Question

Ramu has several friends and all of them are well settled in India. 1/5th of Ramu's friends went to Mumbai and 1/3rd of his friends went to Delhi. Three times the difference of these two went to Chennai, and only one went to Pune.

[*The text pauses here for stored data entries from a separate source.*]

PR #387, opened 2022-05-20
add checklist to issue template

Quackdoc:
This should allow anyone helping with an issue assume that the person creating the issue has checked for duplicates, has read the docs, and is infact using wayland. any issues created missing one of these checks should have a good reason for doing so, or just close the ticket


JamiKettunen:
This is good but I think even better would be to convert the whole thing to [an issue form](https://docs.github.com/en/communities/using-templates-to-encourage-useful-issues-and-pull-requests/syntax-for-issue-forms) as I mentioned in #478 to make it even more user-friendly.

PR #405, opened 2022-06-12
Set aidl version based on the android version

aleasto:


tools/actions/container_manager.py
```diff
@@ -81,11 +82,51 @@ def chmod(path, mode):
...
+            mnt = "/tmp/waydroid-" + str(uuid.uuid1())
+            helpers.mount.mount(args, cfg["waydroid"]["images_path"] + "/system.img", mnt)
+            with open(mnt + "/system/build.prop") as build_prop:
+                for line in build_prop:
+                    line = line.strip()
+                    if len(line) == 0 or line[0] == "#":
+                        continue
+                    k,v = line.partition("=")[::2]
+                    if k == "ro.build.version.sdk":
+                        android_api = v;
```
JamiKettunen, line 98: `android_api = int(v)` so we can do integer logic with the API level? ideally you should also handle the potentially generated `ValueError` if doing this though as well just in case.

tools/actions/container_manager.py
```diff
@@ -81,11 +82,51 @@ def chmod(path, mode):
...
+            if android_api == "":
+                raise Exception()
+        except:
+            logging.error("Failed to parse android version from system.img")
+        finally:
+            helpers.mount.umount_all(args, mnt);
+
+        binder_protocol = "aidl"
+        sm_protocol = "aidl"
+        if android_api == "28" or android_api == "29":
```
JamiKettunen, line 109: Imho ideally this whole block would look something like taking my previous integer logic suggestion into account:
```py
if android_api < 28:
    binder_protocol = "aidl"
    sm_protocol = "aidl"
elif android_api < 30:
    binder_protocol = "aidl2"
    sm_protocol = "aidl2"
elif android_api == 30:
    binder_protocol = "aidl3"
    sm_protocol = "aidl3"
else:
    binder_protocol = "aidl3"
    sm_protocol = "aidl4"
```

tools/actions/container_manager.py
```diff
@@ -81,11 +82,43 @@ def chmod(path, mode):
...
+                    "ro.build.version.sdk"))
+        except:
+            logging.error("Failed to parse android version from system.img")
+        finally:
+            helpers.mount.umount_all(args, mnt);
+
+        if android_api < 28:
+            binder_protocol = "aidl"
+            sm_protocol =     "aidl"
+        if android_api < 30:
```
cniw, line 101: shouldn't we use `elif` too at this line?

cniw (changes requested):

PR #418, opened 2022-06-18
app_manager: Attempt to wait for window to spawn

fredldotme:
Wait up to 10 seconds for the window to spawn before exiting.

### DIFF
--- a/tools/actions/app_manager.py
+++ b/tools/actions/app_manager.py
@@ -61,6 +61,14 @@ def launch(args):
                     2, "policy_control", "immersive.full=*")
         else:
             logging.error("Failed to access IPlatform service")
+        attempts = 0
+        max_attempts = 10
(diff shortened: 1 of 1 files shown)


aleasto:
Ideally this would be a callback received through binder, without polling getprop. I'm not sure how feasible it is, since there would be multiple processes waiting for a message about their own app, so there has to be some sorting...

Also, what about the first app that launches with session stopped: that process stays alive until the session ends. Doesn't that break your model?

aleasto:
Untitled Diagram drawio
This is how I would structure it using #662
Each app_manager registers a dbus object with path equal to the app package name. The session manager is the single recipient of binder calls from the waydroid compositor and wakes up the correct app_manager.

fredldotme:
That looks like a rather interesting solution indeed. Yeah that would fit the description of what we need.

aleasto:
Currently blocked by https://github.com/mer-hybris/libgbinder/issues/111

PR #419, opened 2022-06-18
Add session watchdog

aleasto:
Needs https://github.com/waydroid/android_vendor_waydroid/pull/9 to be reliable, otherwise sometimes on very fast systems the session callback is never triggered and the watchdog would bark.

### DIFF
--- a/tools/actions/session_manager.py
+++ b/tools/actions/session_manager.py
@@ -7,8 +7,22 @@ import signal
 import sys
 import shutil
 import tools.config
+from threading import Timer
 from tools import services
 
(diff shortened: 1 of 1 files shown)


JamiKettunen:
I suppose this is ready now as the linked PR is merged?

aleasto:
> I suppose this is ready now as the linked PR is merged?

Not really, this requires that all users upgrade images, so it'll be stuck for a while.

Also 5 min watchdog kinda defeats the purpose, imho. Will see if i can do better.

JamiKettunen:
Considering the change was in for 17.1 images this could be pursued again

PR #426, opened 2022-06-26
Downgrade x86_64 to x86 if no SSE4.2

aleasto:


aleasto:
also lays the ground for detecting aarch64-only architectures

Issue #412, opened 2022-06-15
market:// protocol not opening Google play store


apy7hst:
When I use the market:// protocol to open the google play store in ubuntu touch, it does not open, neither does it open on ubuntu 20.04. Please fix this minor issue.

PR #428, opened 2022-06-28
Add Android Market Protocol Handler

cniw:
When clicking market:// protocol on Linux distro host, then open it on Waydroid.

Related: https://github.com/waydroid/waydroid/issues/412


aleasto:
I've implemented that.
https://github.com/waydroid/waydroid/pull/433
https://github.com/waydroid/waydroid/issues/412

`waydroid app intent android.intent.action.VIEW %u`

How many of his friends went to Mumbai?

• A. 15
• B. 3
• C. 10
• D. Cannot be determined

Answer 1

The Correct Option is B

1. The number of friends who went to Mumbai = \( \frac{T}{5} \)
2. The number of friends who went to Delhi = \( \frac{T}{3} \)
3. The number of friends who went to Chennai = 3 * (Difference between Delhi and Mumbai) = \( 3 \left( \frac{T}{3} - \frac{T}{5} \right) = 3 \left( \frac{5T - 3T}{15} \right) = 3 \left( \frac{2T}{15} \right) = \frac{6T}{15} = \frac{2T}{5} \)
4. The number of friends who went to Pune = 1
So, we can write the total as:
\[ T = \frac{T}{5} + \frac{T}{3} + \frac{2T}{5} + 1 \]
Combining like terms:
\[ T = \frac{T}{5} + \frac{2T}{5} + \frac{T}{3} + 1 \]
\[ T = \left( \frac{T + 2T}{5} \right) + \frac{T}{3} + 1 \]
\[ T = \frac{3T}{5} + \frac{T}{3} + 1 \]
To solve for \( T \), we find a common denominator for the fractions:
\[ T = \frac{9T + 5T}{15} + 1 \]
\[ T = \frac{14T}{15} + 1 \]
Multiplying both sides by 15 to clear the fraction:
\[ 15T = 14T + 15 \]
Solving for \( T \):
\[ T = 15 \]
The number of friends who went to Mumbai is:
\[ \frac{T}{5} = \frac{15}{5} = 3 \]
Therefore, the correct answer is option b) 3.